Exercise aim – Whichever lines of the entries hold the word "command" should be identified and copied.

Source data:
▬▬▬

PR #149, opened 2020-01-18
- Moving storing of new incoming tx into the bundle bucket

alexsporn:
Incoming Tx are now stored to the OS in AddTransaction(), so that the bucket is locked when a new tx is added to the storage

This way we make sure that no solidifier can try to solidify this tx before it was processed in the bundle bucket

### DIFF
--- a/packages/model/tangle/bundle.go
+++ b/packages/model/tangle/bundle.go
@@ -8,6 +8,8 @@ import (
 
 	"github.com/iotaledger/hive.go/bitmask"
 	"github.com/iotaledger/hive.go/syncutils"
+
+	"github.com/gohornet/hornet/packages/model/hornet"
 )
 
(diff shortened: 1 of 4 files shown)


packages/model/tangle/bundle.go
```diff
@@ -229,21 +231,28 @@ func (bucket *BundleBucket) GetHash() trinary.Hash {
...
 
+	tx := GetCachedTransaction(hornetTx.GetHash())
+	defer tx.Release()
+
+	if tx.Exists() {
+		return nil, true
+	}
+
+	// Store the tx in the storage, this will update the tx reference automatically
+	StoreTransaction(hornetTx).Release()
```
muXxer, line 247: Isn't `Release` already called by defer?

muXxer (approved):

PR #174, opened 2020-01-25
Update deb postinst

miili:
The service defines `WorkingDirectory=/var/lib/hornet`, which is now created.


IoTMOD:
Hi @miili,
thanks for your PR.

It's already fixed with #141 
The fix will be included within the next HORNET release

▬▬▬

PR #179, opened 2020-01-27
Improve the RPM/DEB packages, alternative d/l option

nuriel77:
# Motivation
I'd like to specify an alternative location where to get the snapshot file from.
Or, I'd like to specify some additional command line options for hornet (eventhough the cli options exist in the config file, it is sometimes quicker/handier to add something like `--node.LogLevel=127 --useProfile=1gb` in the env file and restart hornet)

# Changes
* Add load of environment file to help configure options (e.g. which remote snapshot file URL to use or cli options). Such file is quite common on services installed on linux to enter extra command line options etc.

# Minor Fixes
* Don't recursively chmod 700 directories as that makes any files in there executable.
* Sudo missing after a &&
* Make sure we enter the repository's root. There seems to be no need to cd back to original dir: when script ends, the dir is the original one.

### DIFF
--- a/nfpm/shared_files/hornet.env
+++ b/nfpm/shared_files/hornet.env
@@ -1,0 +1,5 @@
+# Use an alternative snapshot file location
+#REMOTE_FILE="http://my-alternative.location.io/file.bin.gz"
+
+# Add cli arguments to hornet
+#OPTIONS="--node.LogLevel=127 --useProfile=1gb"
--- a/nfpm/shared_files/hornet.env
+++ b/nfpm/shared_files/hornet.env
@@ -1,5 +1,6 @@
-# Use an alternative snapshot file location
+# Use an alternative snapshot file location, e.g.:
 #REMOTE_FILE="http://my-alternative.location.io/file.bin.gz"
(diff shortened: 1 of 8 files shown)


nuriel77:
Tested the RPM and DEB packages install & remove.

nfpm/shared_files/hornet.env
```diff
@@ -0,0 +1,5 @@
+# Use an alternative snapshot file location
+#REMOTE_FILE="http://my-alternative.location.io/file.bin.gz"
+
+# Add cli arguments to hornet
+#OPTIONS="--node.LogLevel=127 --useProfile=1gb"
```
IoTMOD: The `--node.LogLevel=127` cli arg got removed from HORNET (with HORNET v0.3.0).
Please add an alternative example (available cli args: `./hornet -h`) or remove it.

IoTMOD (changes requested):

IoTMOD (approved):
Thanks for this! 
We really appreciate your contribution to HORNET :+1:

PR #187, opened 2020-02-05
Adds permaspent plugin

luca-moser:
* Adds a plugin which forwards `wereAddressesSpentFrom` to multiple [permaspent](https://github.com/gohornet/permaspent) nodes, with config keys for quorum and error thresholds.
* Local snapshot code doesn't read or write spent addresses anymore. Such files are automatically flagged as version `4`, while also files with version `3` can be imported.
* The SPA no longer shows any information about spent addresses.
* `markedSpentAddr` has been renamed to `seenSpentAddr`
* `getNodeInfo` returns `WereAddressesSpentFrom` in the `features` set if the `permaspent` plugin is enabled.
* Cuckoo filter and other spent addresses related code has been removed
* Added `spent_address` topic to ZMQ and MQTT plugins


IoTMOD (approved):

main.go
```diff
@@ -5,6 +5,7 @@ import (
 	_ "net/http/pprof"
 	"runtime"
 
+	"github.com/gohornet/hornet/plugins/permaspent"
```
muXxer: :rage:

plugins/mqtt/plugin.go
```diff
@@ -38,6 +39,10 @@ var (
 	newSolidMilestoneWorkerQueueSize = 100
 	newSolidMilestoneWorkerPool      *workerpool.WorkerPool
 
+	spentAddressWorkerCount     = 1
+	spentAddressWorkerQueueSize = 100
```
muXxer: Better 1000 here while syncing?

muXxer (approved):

▬▬▬

Reply –
Or, I'd like to specify some additional command line options for hornet (eventhough the cli options exist in the config file, it is sometimes quicker/handier to add something like `--node.LogLevel=127 --useProfile=1gb` in the env file and restart hornet)
* Add load of environment file to help configure options (e.g. which remote snapshot file URL to use or cli options). Such file is quite common on services installed on linux to enter extra command line options etc.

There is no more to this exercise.